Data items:

***

PR #3738, opened 2026-09-15
Add explicit working directories for automation scripts

### LINKED ISSUE #3616: Automation scripts run in the plugin's scripts directory, so a project-relative script path fails with only an exit code
### Summary

A project-scoped automation whose script is `python3 bin/build-views.py` — a path relative to the
project checkout — fails with a bare `Script exited with code 2`. The script runs with its working
directory set to the automations plugin's own data directory, not the project, so the interpreter
never finds the file. Nothing in `bb automation --help` says where a script runs, and the run list
shows only the exit code, so the first symptom looks like a permissions or interpreter problem. I
expected a project-scoped automation to run in that project.

### Versions and environment

- bb 0.42.1, desktop app (`/Applications/bb.app`), macOS 26.6.2, Node v26.7.0.
- First reproduced against `main` at `4ae0a7c893e9922721e0e367c72aa3a1a2990e7c`; the same line is
  unchanged on `main` at `9e16411141788c67954bceb753bb64ac1dc7057f`.
- No provider involved — this is the script execution path, not an agent run.
- Nothing unusual: local project checkout, default data dir, no bb Connect involvement.

### Steps to reproduce

1. In any project with a local checkout, create a script in the checkout:
   ```sh
   mkdir -p bin && printf 'print("ok")\n' > bin/build-views.py
   ```
2. Create a project-scoped script automation whose command is `python3 bin/build-views.py`.
3. Run it.

Smallest form that still reproduces: any script automation with **any** relative path argument.
Does **not** reproduce with an absolute path — which is the workaround, and is why this reads as
"paths are just broken" rather than "the cwd is somewhere else".

### Expected vs actual

Actual — the run's summary:

```
Script exited with code 2
```

and, only in the full run output:

```
python3: can't open file '/Users/bart/.bb/plugins/automations/scripts/bin/build-views.py'
```

Expected: the script runs in the project's checkout and finds `bin/build-views.py`. Failing that,
the summary should at least say why, instead of an exit code with the cause one level down.

### Evidence

The working directory is set unconditionally to the plugin's own scripts root:

https://github.com/get-bb/bb/blob/9e16411141788c67954bceb753bb64ac1dc7057f/plugins/automations/src/script-runner.ts#L296

```ts
const cwd = scriptsRoot(args.pluginDataDir);
```

It is not load-bearing for resolving the script itself: `resolveAutomationScriptPath` returns an
absolute realpath, and stored scripts live one level deeper
(`<dataDir>/scripts/<automationId>/`), so `<dataDir>/scripts` as cwd plays no role. It appears to
be an arbitrary "somewhere writable".

Second, smaller problem in the same path: stdout and stderr are concatenated into one field on the
run result, so the cause cannot be recovered for the summary even though it was captured.

### What you ruled out

- Not an interpreter or permissions problem: the same script runs with an absolute path.
- Not specific to Python: any relative path in any interpreter behaves the same way.
- Not a duplicate — searched open and closed issues for "automation" in the title and the
  `automations` label; #2692, #2922, #2323, #2299 and #1364 are unrelated. Nothing on `main` up to
  `9e16411` changes the script working directory.
- The auto-pause after three failures is correct behaviour and not part of this report; it just
  makes the missing cause more expensive, because the automation is disabled before you learn why.

Hits anyone writing a project-scoped script automation against files in their repo, which is the
obvious use for the feature. There is a workaround (absolute paths), but it is undiscoverable from
the error. Effort is small; a prototype is linked below.

### Prototype

https://github.com/BartSoj/bb/tree/fix/automations-script-working-directory — one commit on
`9e16411`.

Project-scoped automations run in the project's default local source when it is a directory on the
server host, falling back to the current behaviour otherwise — a project source can name another
host, and `Host` in `@bb/domain` exposes no "this machine" marker, so a remote checkout degrades
to today's behaviour rather than to a confusing `spawn ENOENT`. `stderr` is kept separate on the
run result and its first non-empty line is appended to the exit-code summary. Documented in
`bb automation --help`, the automations skill, its script-runtime reference, the plugin overview
and the in-CLI guide template.

`pnpm exec turbo run test --filter=bb-plugin-automations`: 8 files, 84 tests pass (80 before); the
new cwd test was mutation-checked. `pnpm exec turbo run typecheck --filter=bb-plugin-automations`
passes.

I have not opened a PR: I am not on `.github/APPROVED_CONTRIBUTORS` yet.

> AGENT GENERATED

ymichael:
## What was wrong

Automation scripts ran from the plugin’s shared script storage directory, so project-relative paths failed even when the project had a checkout on the server. Failed runs showed only an exit code despite useful stderr in their output. This addresses [#3616](https://github.com/get-bb/bb/issues/3616) and its [investigation report](https://get-bb.github.io/reports/issues/3616.html).

## What changed

Script executions persist a working-directory policy: `automation-storage` uses shared plugin script storage, `project` uses the project source on the BB server host, and `path` uses an absolute server-host directory. Existing scripts retain storage behavior. New standard-project scripts use the server-local project source when available; Personal and projects without one default to storage. Replacing a script preserves its policy when omitted.

The CLI supports `--working-directory automation-storage|project|<absolute-path>`, including directory-only updates. Details and `bb automation show` display the resolved directory. Unavailable directories fail explicitly, and failed-process summaries include the first sanitized stderr line while retaining raw output. CLI guidance and automation skills document these behaviors.

Primary-host resolution now uses only the persisted local host identity and a valid, non-destroyed database record. It no longer falls back to a sole connected or enrolled remote host. Existing API and helper names are unchanged. Missing or invalid local identity yields `null` in system config and an unavailable error from required-host helpers.

Automations uses the existing `bb.sdk.system.config().primaryHostId`; this PR adds no plugin SDK member or SDK version bump. The integration harness explicitly records its server-local daemon identity instead of relying on the removed fallback. No server/daemon wire fields changed, so `HOST_DAEMON_PROTOCOL_VERSION` is unchanged.

### Follow-up: one resolved working directory across read surfaces

The resolved directory was an optional tri-state field on one response type: a path, `null` when unresolvable, or `undefined` when a caller used the stored mapper. `create`, `update`, `list` and `overview` left it `undefined`, so `create` and `update` printed the stored policy name (`project`) while `show` printed the resolved path. The CLI and the detail panel each carried a three-branch ladder, and the two disagreed on the states neither of them reached.

The response is now split: a summary type for `list`, `overview`, `pause` and `resume`, and a detail type for `get`, `create` and `update` whose script executions carry a required `resolvedWorkingDirectory: string | null`. `create` and `update` resolve it from the project and server host id they already hold, so the three detail surfaces agree and both ladders collapse to one check.

The two copies of the policy resolution (`run.ts` and `service.ts`) are consolidated into `working-directory.ts`. The shared resolver returns the automation storage root rather than `null` for that policy, so `executeStoredScript` takes a concrete directory and only the executor decides that an unresolvable project is a run failure.

### Follow-up: review findings

- `firstStderrLine` split the whole stderr buffer before scanning for the first non-empty line. Stderr is capped at 1 MiB, so a failing script emitting mostly line breaks built up to a million strings synchronously on the server event loop for a detail that almost always comes from the first line. It now walks the buffer with `indexOf` and skips empty lines without slicing them: 1 MiB of line breaks goes from 57ms to 9ms.
- The working-directory path accepted any string within its length bounds, so terminal escape sequences reached a persisted run error and the CLI printed them verbatim. Control characters are now rejected in the path, in the schema for the RPC boundary and in the service for callers that build the input directly. Both are needed: `cli.ts` calls the service directly and never parses through Zod, so the schema refinement alone would have left the CLI path open.

Project *source* paths have the same gap and are not fixed here; they are validated only for shape, so a project path can carry escape sequences into `bb project list`. That is a separate input boundary in `@bb/domain`, filed as #3870 with a reproduction.

## How you verified

- Automations: 96 tests passed and Turbo typecheck passed after switching to system config. Server, plugin SDK, and integration typechecks passed. The SDK version guard reports “Plugin SDK surface unchanged.”
- New regressions cover missing local identity with a connected or disconnected remote host, missing/destroyed local records, disconnected local hosts, required-host errors, and system-config identity/platform behavior.
- Full server run: 2,873 tests passed; 18 failures identified fixtures relying on the removed fallback, and one provisioning test timed out. Updated the affected fixtures to explicitly identify their server-local daemon.
- Reran all seven affected suites: 100 tests passed, including the provisioning test without changes.
- Reproduced the CI custom-model integration failure locally, then passed all 82 integration tests after the harness fix with `pnpm exec turbo run test --filter=@bb/integration-tests -- --maxWorkers=2`. The unrestricted local run hit eight 60-second timeouts; limiting workers resolved them. Formatting and `git diff --check` passed.
- Earlier branch verification included the isolated app: a project script’s `pwd` output matched the directory displayed in the browser and CLI.

### Follow-up verification

- Rebased onto `main`; the only conflicts were the plugin SDK version, resolved to `main`’s value. The guard still reports “Plugin SDK surface unchanged”, so no bump is required.
- 99 automations tests and 4,779 app tests pass, with typecheck and lint clean. The server suite passes 2,919 tests and the integration suite passes all 82 with `--maxWorkers=2`.
- The new assertions were mutation-checked: reverting `update` to the stored mapper fails three tests, disabling the control-character predicate fails one, and breaking the stderr walk fails five.
- End-to-end against a source dev server: `create`, `update` and `show` print the same resolved directory, `list --json` carries no `resolvedWorkingDirectory` while `show --json` does, and all runtime policies behave unchanged — project, storage and explicit-path working directories, the pre-spawn failure for a missing directory, the escape-stripped stderr summary, and the legacy row with no stored policy.
- The unresolvable case was verified end to end on a project with no server-host source: the panel reads “Working directory unavailable” and the run fails with `Project <id> has no source on the bb server host`.
- Control characters were verified rejected through both paths: over RPC (`400`, `"A script working directory path must not contain control characters"`) and through the CLI invoked directly. Note that `pnpm run` mangles control characters in argv, so a CLI repro must not go through a pnpm script.

Fixes #3616

> AGENT GENERATED


ymichael:
@bb-code-review

ymichael:
Addressed all review findings in 9bf1bbae8c:

- resolve `project` only against the actual co-located server host, with operation-time reads for fresh daemon startup
- default Personal and remote-only projects to `legacy`
- reject valueless `--working-directory` flags
- cache project resolution per scheduler sweep
- sanitize persisted stderr summaries while preserving raw output
- display the selected policy in automation details
- add the required experimental SDK surface/version bump and coverage

Focused and adjacent suites, Turbo typecheck/build, lint/format, and real source-app CLI/browser verification pass. The full server suite passed 2,709 tests; its two filesystem-watcher tests also fail under a direct recursive `fs.watch` probe on this host (zero events), independent of this patch.

@bb-code-review please re-review.

PR #3741, opened 2026-09-15
Prevent incidental wakes and reconcile tracked Modal allocations

ymichael:
## What was wrong

Metadata and cleanup commands could wake paused machines, and new-machine checkout setup dropped Git clone progress before it reached the initiating thread's timeline.

Separately, a failed resume can leave Modal compute running while BB records the machine as suspended. The Modal plugin did not keep its own allocation list to detect and clean up that mismatch.

## What changed

- Added an exhaustive wake policy shared by work RPC dispatch and transport retry. Rename, archive, unarchive, stop, cleanup, thread-storage access and goal clearing no longer implicitly wake machines.
- Forward clone output into the initiating thread's provisioning timeline and release its reporter on completion or failure. Coalesce updates to once per second, skip duplicates, and flush the last update at completion or failure. Other threads waiting for the checkout keep their existing behavior.
- The Modal plugin persists allocation names before creation and sandbox IDs afterward, including allocations made during resume. Its existing once-per-minute schedule inspects only tracked allocations. Confirmed stopped entries are pruned; errors and account changes retain them. Pending allocation responses can be recovered by name. Existing machine IDs are imported at plugin startup; debug sandboxes retain their separate ownership policy.
- Added `hosts.experimental_reconcile({hostId})`, `POST /hosts/:id/reconcile`, and `bb machine reconcile`. Core's current state is authoritative: a suspended machine runs the existing coordinated save-and-stop operation; active machines and transitions already in progress are left alone. The API returns HTTP 202 after starting the operation; the CLI polls machine status until completion. The plugin calls this when it finds tracked running compute for a suspended machine. Idle policy separately requests `experimental_suspend`.
- Core adds no periodic provider inspection. Failed-resume state transitions are unchanged. Reconciliation runs only when requested. Allocation checks continue with idle pausing disabled and isolate per-allocation failures.
- A successful Modal stop is not failed by subsequent tracking lookup/deletion errors; retained entries are retried by the next plugin sweep. Provider suspend/resume are documented as idempotent, with regression coverage for preserving saved snapshots and reusing running compute. No provider opt-in flag.
- Updated the Plugin Guide, API audit, CLI guide and plugin skill. No daemon wire change or protocol bump.

Tracking is a list of allocations to check, not a history. Unresolved pending creates remain until their requested lifetime expires and Modal confirms absence. Unmatched running allocations are reported and retained until confirmed gone; the plugin does not terminate another installation's untracked compute.

## How you verified

- Latest server regression suite: 16 tests passed, including accepting reconciliation before provider completion, repeated requests, concurrent resume, clone burst coalescing, initiating-thread-only progress, and existing machine lifecycle behavior.
- Modal plugin: 61 tests passed, including tracking across create/pause/resume/remove, failed lookups, lost create responses, restart recovery, account separation, pruning, per-allocation error isolation, and reconciliation with idle pausing disabled.
- CLI guide coverage: 2 tests passed. SDK: 113 tests passed. Plugin API map: 73 tests passed. Server, CLI, Modal plugin and API-map typechecks passed. `git diff --check` passed.
- Previous clone regression run: all 12 targeted wake/clone/machine-thread tests passed, including timeline output before clone completion and no forwarding to other waiting threads.
- **Real Modal E2E on the rebuilt test server:** created a tracked sandbox, saved a marker, deliberately invalidated its daemon port, paused and resumed. Bootstrap failed after allocation; BB reported suspended while Modal reported running. Confirmed the new allocation was persisted, repaired the test-only fault, and restarted BB before cleanup. The plugin's schedule then called reconciliation, saved a fresh snapshot and stopped compute. A subsequent resume preserved the marker. Calling `bb machine reconcile` on the active machine left it active. Removed the test machine and verified no running test compute remained; the plugin pruned confirmed stopped allocation records.

- Review-fix live verification on a newly rebuilt server with the matching CLI and a real Modal sandbox: create, reconcile while active (unchanged), pause, reconcile while already paused, resume to connected/active, and remove. The earlier failed-resume/restart recovery E2E above was performed before this review-fix commit.

> AGENT GENERATED


ymichael:
@bb-code-review

ymichael:
@bb-code-review

PR #3749, opened 2026-09-15
Fix watcher recovery and shutdown lifecycle

ymichael:
## What was wrong

The watcher proxy cleared recovery-rescan intent as soon as a replacement child became ready. If that child synchronously lost its IPC channel during subscription replay, child-exit handling restored the intent and the still-running ready handler immediately overwrote it. The next healthy child therefore subscribed without a rescan and missed files created during the outage. Separately, `RootSubscription.dispose()` could wait forever for a native subscription acknowledgment because its pending startup record had no cancellation path.

## What changed

- Keep recovery intent sticky across failed watcher children and clear it only after a healthy child acknowledges a rescan subscription.
- Track each request's child channel so stale acknowledgments and unsubscribes cannot affect a replacement child.
- Make subscription startup abortable and cancel pending proxy records during root disposal.
- Settle pending unsubscribe work when a child exits and recycle a child when native unsubscribe exceeds a bounded timeout.
- Cover consecutive replay failures, pending startup disposal, late in-process startup cleanup, and stuck native unsubscribe.
- No daemon protocol bump: this changes only internal watcher lifecycle behavior and daemon-to-child IPC handling.

## How you verified

- Deterministic replay repro: replay flags changed from `false, true, false` with no event to `false, true, true` with the outage file recovered.
- Deterministic disposal repro: root disposal now settles before backend destruction.
- `pnpm exec turbo run test --filter=@bb/host-watcher -- test/parcel-watcher-proxy.test.ts` (22 passed)
- Root watcher lifecycle tests (27 passed)
- `pnpm exec turbo run test --filter=@bb/host-daemon -- src/watch-manager.test.ts src/app.test.ts` (32 passed)
- `pnpm exec turbo run test --filter=@bb/server -- test/services/plugins/builtin-plugins.test.ts` (34 passed)
- `pnpm exec turbo run typecheck --filter=@bb/host-watcher --filter=@bb/host-daemon --filter=@bb/server`
- Real source app: a file created while the owned watcher child was stopped appeared after automatic recovery without a browser reload; supported daemon shutdown completed in 5.276 seconds.
- Full host-watcher run: 57 passed and one existing host-native FSEvents test failed; a direct raw Parcel diagnostic likewise received no events on this host.

Follow-up to #3730.

> AGENT GENERATED


ymichael:
@bb-code-review

PR #3805, opened 2026-09-16
Derive the compact panel shelf attribute in one place

brsbl:
## What was wrong

The page inset and the sidebar trigger overlay both read the compact secondary-panel presentation store and emit `data-panel-shelf`, but only the inset dropped the attribute while the mobile sidebar drawer is open. The trigger floats above that drawer and is its close affordance, so any state that left the store on `shelf` with the drawer open would hide the control needed to dismiss it.

## What changed

- The sidebar trigger keeps its attribute cleared while the compact sidebar drawer is open, matching the page inset.
- Both consumers derive the attribute from one shared `usePanelShelfState` hook that owns the store subscription and both guards.
- No change to what a user can reach today; the guarded state is currently unreachable through real interaction.

## How you verified

- Remote CI passed on this head. [Run](https://github.com/get-bb/bb/pull/3805/checks)
- Chrome for Testing 151, mobile 390×844 at 2×, on the top of this stack: the shelf hid the trigger, the full presentation kept it, and opening the drawer cleared the attribute on both the trigger and the inset.
- The same pass covered close, reopen, and hard reload with no console errors.
- No before/after screenshots: in every state reachable by interaction this layer renders identically to its base, so the screenshot gate does not apply.

BB-Thread-ID: thr_rhbtb8rhgc

> AGENT GENERATED


brsbl:
Folded into #3807, which now carries all three follow-up commits in one pull request against the parent fix. No content was dropped; its head is unchanged at dba267e12.

PR #3806, opened 2026-09-16
Give the compact shelf hide rule one home

brsbl:
## What was wrong

`COMPACT_SHELF_HIDDEN_PAGE_HEADER_ACTIONS_CLASS` carried a `group-data-[panel-shelf=open]` arm that no writer can produce: the presentation store emits only `closed`, `shelf`, or `full`, and `open` belongs to the separate `data-sidebar-shelf` attribute. Meanwhile the parent layer spelled the same hide rule inline in the trigger overlay's two branches, so the policy existed in three forms and one of them matched nothing.

## What changed

- Rendering is unchanged; the removed selector could never match.
- The dead `panel-shelf=open` arm and its assertion are gone, so a maintainer copying the constant no longer inherits a selector that silently guards nothing.
- Both hide rules now sit beside the presentation union that decides them, leaving one definition per rule.
- The page header re-exports its constant, so existing importers and their test mocks are unaffected.

## How you verified

- Remote CI passed on this head. [Run](https://github.com/get-bb/bb/pull/3806/checks)
- An earlier revision of this layer defined the new constant in the page header module, which two layout tests mock, so the trigger silently lost its hide class and the app shards failed. Moving both constants to the unmocked shelf-state module fixed that.
- The existing chrome-selection test still asserts the live page-header arm is applied.
- Chrome for Testing 151, mobile 390×844 at 2×, on the top of this stack: the trigger hid in the shelf presentation and stayed visible in full and closed, with no console errors.
- No before/after screenshots: this layer changes no rendered output, so the screenshot gate does not apply.

BB-Thread-ID: thr_rhbtb8rhgc

> AGENT GENERATED


brsbl:
Folded into #3807, which now carries all three follow-up commits in one pull request against the parent fix. No content was dropped; its head is unchanged at dba267e12.

PR #3807, opened 2026-09-16
Consolidate the compact panel shelf hide rule

brsbl:
## What was wrong

Three follow-ups from the review of the parent PR, all in the same mechanism. The sidebar trigger overlay read the compact presentation store without the guard for an open sidebar drawer that the page inset applies, so a state leaving the store on `shelf` with the drawer open would hide the drawer's own close affordance. The page header constant carried a `group-data-[panel-shelf=open]` arm that no writer can produce, since the store emits only `closed`, `shelf`, or `full` and `open` belongs to the separate `data-sidebar-shelf` attribute. The new compact test matched a literal Tailwind class and read the store back out through `dataset`.

## What changed

- The sidebar trigger clears its attribute while the compact sidebar drawer is open, matching the page inset.
- Both consumers derive that attribute from one shared `usePanelShelfState` hook holding the store subscription and both guards.
- Both hide-class constants move beside the presentation union that decides them, so each rule has one definition and the dead `panel-shelf=open` arm is gone.
- The compact test states the shelf-only hide rule once through the shared constant instead of asserting a store round-trip.
- Nothing a user can reach today renders differently; the drawer guard covers a state unreachable through real interaction.

## How you verified

- Remote CI passed on this head. [Run](https://github.com/get-bb/bb/pull/3807/checks)
- Chrome for Testing 151, mobile 390×844 at 2×, on this exact head: the shelf hid the trigger, the full presentation kept it, opening the drawer cleared the attribute on both the trigger and the page inset, and close, reopen, and hard reload behaved with no console errors.
- An earlier revision defined the new constant in the page header module, which two layout tests mock, so the trigger silently lost its hide class and the app shards failed. Moving both constants to the unmocked shelf-state module fixed that.
- No before/after screenshots: every state reachable by interaction renders identically to the base, so the screenshot gate does not apply.

BB-Thread-ID: thr_rhbtb8rhgc

> AGENT GENERATED


brsbl:
Folded into #3798, which now carries all four commits as a single pull request. GitHub marked this one merged automatically because its base branch `fix/mobile-right-panel-sidebar-trigger` fast-forwarded to this head (dba267e12); nothing was merged into `main`. Review the combined change in #3798.

PR #3840, opened 2026-09-17
Project CRUD picker and Settings Projects page

elianiva:
Create flow now stages the picked folder, then asks for the project name in a details dialog (path and machine shown read-only).

Sidebar has a clickable Projects entry opening the project list, with a New project row wired to the create dialog.

Settings has a Projects page with rename, delete, and create actions.

Open decision: per-project logo/icon is intentionally out of scope because the server projects table and create/update API have no icon field; that needs a DB migration plus contract change as a follow-up.


elianiva:
fuck my clanker is acting up im so sorry, shouldn't have let it loose :)

PR #3901, opened 2026-09-18
Fix Codex Plan mode and structured questions in BB

maheen-ejaz:
## What was wrong

BB detected the `/plan` composer action but did not pass that mode to Codex app-server. Codex therefore ran the turn in Default mode, where native `request_user_input` is disabled. If Codex did emit a native user-input request, the provider bridge rejected it as unsupported. BB also treated any `/plan` mention in prose as Plan mode, even when the command did not lead the prompt.

## What changed

This PR establishes one explicit contract for Codex turns:

- A leading `/plan` command starts the turn in Codex's native Plan mode.
- Every other turn explicitly uses Default mode, so Plan mode cannot remain sticky.
- A native Codex `request_user_input` request opens BB's structured question interaction; BB returns the selected option and any free-text note to the same Codex turn.
- A `/plan` reference inside ordinary prose does not change modes.

Structured questions remain available across providers and modes through the existing capability-based paths:

| Runtime | Question path |
|---|---|
| Codex Plan mode | Native `request_user_input`, rendered by BB |
| Codex Default mode | BB's `AskUserQuestion` fallback |
| Provider with native question support | Provider-native question tool |
| Provider without native question support | BB's `AskUserQuestion` fallback |

Codex remains declared as not having universally available native questions, so the Default-mode fallback stays enabled. Secret-input requests are rejected because BB's question interaction is not a secret-entry surface.

No host-daemon protocol field changed; `promptMode` already crosses that boundary in the existing execution options.

Observable behavior after this change:

1. Selecting Plan mode produces a native Codex Plan turn.
2. The next ordinary turn runs in Default mode.
3. Questions pause the turn, render in BB, and resume after an answer.
4. Text such as `Can we discuss /plan first?` remains an ordinary prompt.

## How you verified

- All 324 Codex-provider tests pass, including new native Plan transport and user-question round-trip coverage.
- Focused affected tests pass: 12 domain, 76 thread-view, 43 server, and 19 fallback-question tests.
- Affected package typechecks and formatting pass.
- `bb plugin build plugins/provider-codex` succeeds.
- Upstream build, typecheck, lint, server, app, and integration checks pass. Two unrelated CI jobs require a maintainer rerun; details and isolated local reproductions are recorded in PR comments.

> AGENT GENERATED


maheen-ejaz:
The packages shard failed in the unrelated desktop watcher test `apps/desktop/test/server-moved.test.ts:572` (expected callback was not observed). The exact file passes locally: 52/52 tests in 1.03s. All affected Codex, domain, thread-view, server Plan-runtime, and question-interaction tests pass. I do not have upstream admin rights to rerun the failed job; please rerun that shard.\n\n> AGENT GENERATED

maheen-ejaz:
A second unrelated CI failure occurred in Linux package smoke: apt could not download `libfuse2t64` from `mirrors.edge.kernel.org` because the connection timed out. The macOS smoke and all code checks are unaffected. Both failed jobs require an upstream rerun; this fork contributor cannot trigger it.\n\n> AGENT GENERATED

maheen-ejaz:
Closing this proposal because BB's existing AskUserQuestion plugin provides the structured administrator-question workflow we need across the current providers and modes. We are adopting that smaller configuration-only workaround instead of changing the Codex provider bridge.\n\n> AGENT GENERATED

***

## ACTIVITY
Reproduce the entries exactly, but only from their first line to the line holding "A project-scoped automation whose", with that last line kept.

## COMPLETED EXERCISE
PR #3738, opened 2026-09-15
Add explicit working directories for automation scripts

### LINKED ISSUE #3616: Automation scripts run in the plugin's scripts directory, so a project-relative script path fails with only an exit code
### Summary

A project-scoped automation whose script is `python3 bin/build-views.py` — a path relative to the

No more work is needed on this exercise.